ブリキの心臓 | ナノ

2


「本当にいいことだらけだわ」
 アイジーは《オズ》の中庭でユルヒェヨンカ、ペレトワレと共に古い書物の翻訳をしていた。外国から取り寄せた書物らしく、古い言葉を多く用いるため、なかなか読み進めにくい文字羅列だった。ユルヒェヨンカは早くからギブアップしており、アイジーとペレトワレが四苦八苦翻訳していくのを書き留めるだけの係に徹している。埃っぽい臭いのするページをパラパラとめくりながら、ペレトワレは瞳の淡く細い笑みを浮かべてアイジーの言葉に反応を返した。
「いきなりどうしましたか、シフォンドハーゲン教授」
 穏やかな昼下がりにぴったりの優雅な雰囲気のあるペレトワレは、その唇からミルクティーでもこぼれ落ちてきそうなくらいの優しい声でアイジーに言う。

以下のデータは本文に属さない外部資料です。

Issue #773, opened 2020-10-24
Redesign the aabb (axis-aligned bounding box) class


hollasch:
Specifically, we should support AABB values empty (or null) and universe:

- universe = <-∞, -∞, -∞> → <+∞, +∞, +∞>
- empty = <+∞, +∞, +∞> → <-∞, -∞, -∞>

I've used this formulation earlier in my career, and the math just flows through calculations beautifully. The only other change we'd need to make is to update aabb::hit(), aabb::area(), and aabb::longest_axis().

If we do this, we can rip out all of the boolean checks for whether a hittable has a bounding box. Instead, we enforce the requirement that all hittables have a bounding box.

We have a single place in our codebase where a hittable did not have a bounding box, and that was a hittable_list with zero components. In my proposed scheme, we should just return the empty AABB.

A lighter weight implementation of this could be just a special case where the minimum of any dimension is greater than the maximum of any dimension. We could add a method aabb::is_empty() to check for this. The lightweight implementation should be sufficient for our use case; the version with infinite values is mostly useful when computing the intersection and union of bounding boxes.

trevordblack:
This is conceptually very cool. I'd have to write out the code, or see it written out, to determine if it's easier/simpler/more learnable.

Having
> where the minimum of any dimension is greater than the maximum of any dimension
to represent an empty AABB is interesting. Zero is a special case in FP, so there shouldn't (!!) be round off error associated with an empty if max and min are both all zeroed out. But I think having an explicit definition for empty will be valuable.
whether that is:
<+∞, +∞, +∞> → <-∞, -∞, -∞>
OR
<0, 0, 0> → <0, 0, 0>

Hell, maybe we can get some of those "signed zeros" I keep hearing about in the literature (twitter)

hollasch:
Actually, <0,0,0>→<0,0,0> is the bounding box for the single point <0,0,0>, which is very different from the empty bounding box.

For example, if b1 = <10,10,10>→<11,11,11>, b2 = <0,0,0>→<0,0,0>, and b3 = _empty_ = <+∞,+∞,+∞>→<-∞,-∞,-∞>:

- intersection(b1, b2) = <10,10,10>→<0,0,0> = _empty_
- intersection(b1, _empty_) = <+∞,+∞,+∞>→<-∞,-∞,-∞> = _empty_
- union(b1, b2) = <0,0,0>→<11,11,11>
- union(b1, _empty_) = b1

[...]

PR #823, opened 2020-12-08
Aabb intervals

hollasch:
Axis-Aligned Bounding Box class now uses intervals for each axis.

### DIFF
--- a/books/RayTracingTheNextWeek.html
+++ b/books/RayTracingTheNextWeek.html
@@ -261,6 +261,20 @@ just needs to become a function `center(time)`:
     [Listing [moving-sphere-hit]: <kbd>[moving_sphere.h]</kbd> Moving sphere hit function]
 </div>
 
+We need to implement the `interval::contains()` method mentioned above:
+
+    ~~~~~~~~~~~~~~~~~~~~~~~~~~~~~~~~~~~~~~~~~~~~~~~~~~~~~~~~~~~~~~~~~~~~~~~~~~~~~~~~~~~~~~~~~~~~ C++
+    class interval {
+      public:
+        ...
+        bool contains(double x) const {
+            return min <= x && x <= max;
+        }
+        ...
+    };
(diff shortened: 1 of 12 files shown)


hollasch:
This change also addresses #773

books/RayTracingTheNextWeek.html
```diff
@@ -1024,7 +1037,7 @@
         if (!a->bounding_box(0,0, box_a) || !b->bounding_box(0,0, box_b))
             std::cerr << "No bounding box in bvh_node constructor.\n";
 
-        return box_a.min().e[axis] < box_b.min().e[axis];
+        return box_a.axis(axis).min < box_b.axis(axis).min;
```
trevordblack, line 1040: maybe make it more explicit that `axis()` is the function that returns an interval, and `axis` is an int tells that function what to return.
Maybe change the `axis` variable to `a` or `axis_int`

src/TheNextWeek/bvh.h
```diff
@@ -49,7 +49,7 @@ inline bool box_compare(const shared_ptr<hittable> a, const shared_ptr<hittable>
     if (!a->bounding_box(0,0, box_a) || !b->bounding_box(0,0, box_b))
         std::cerr << "No bounding box in bvh_node constructor.\n";
 
-    return box_a.min().e[axis] < box_b.min().e[axis];
+    return box_a.axis(axis).min < box_b.axis(axis).min;
```
trevordblack, line 52: See comment above

src/TheRestOfYourLife/bvh.h
```diff
@@ -49,7 +49,7 @@ inline bool box_compare(const shared_ptr<hittable> a, const shared_ptr<hittable>
     if (!a->bounding_box(0,0, box_a) || !b->bounding_box(0,0, box_b))
         std::cerr << "No bounding box in bvh_node constructor.\n";
 
-    return box_a.min().e[axis] < box_b.min().e[axis];
+    return box_a.axis(axis).min < box_b.axis(axis).min;
```
trevordblack, line 52: see comments above

trevordblack (approved):

books/RayTracingTheNextWeek.html
hollasch: Yeah, I can do better than what I've got.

「最近、本当にいいことだらけなんですの、ペレトワレ教授」
「それはいいことですね」
「ええ、いいことですわ。怪しいくらいに」
「不幸と幸福の山を程よく味わった者は長く続く幸福に比例して久しい不幸を懐かしむ。……貴女が恐れているのはこれから起こるかもしれない不幸ですね?」
「やだ、アイジーったら、やっぱりラブロマンスヒロインになりたいんだ」
「ラブロマンスヒロインとは? ミス・ヤレイ」
「幸せすぎて怖いのーっていう女の子のことです」ユルヒェヨンカは春のそよ風のように甘い声で困ったふうに続ける。「アイジーは心配性だよ。……確かに君は可哀相なことに《ジャバウォックの呪い》っていう死の呪いに憑かれてるわけだけど、あの偉大なるアイジー=シフォンドハーゲン教授にかぎって解けないわけがないって!」
「いくらカカシの呪いを呪解したからって、ユルヒェヨンカは私を過大評価しすぎなのよ」
「私知ってるよ。アイジーが本気を出したらあの高ーいお空だって飛べちゃうし、たった一睨みしただけで皆を黙らせちゃったり出来るの」
「友達の期待が重い……」
 アイジーは神妙な表情のまま震えるように低い声で呟いた。それに対してペレトワレはくすくすと華奢な笑い声を喉元で鳴らす。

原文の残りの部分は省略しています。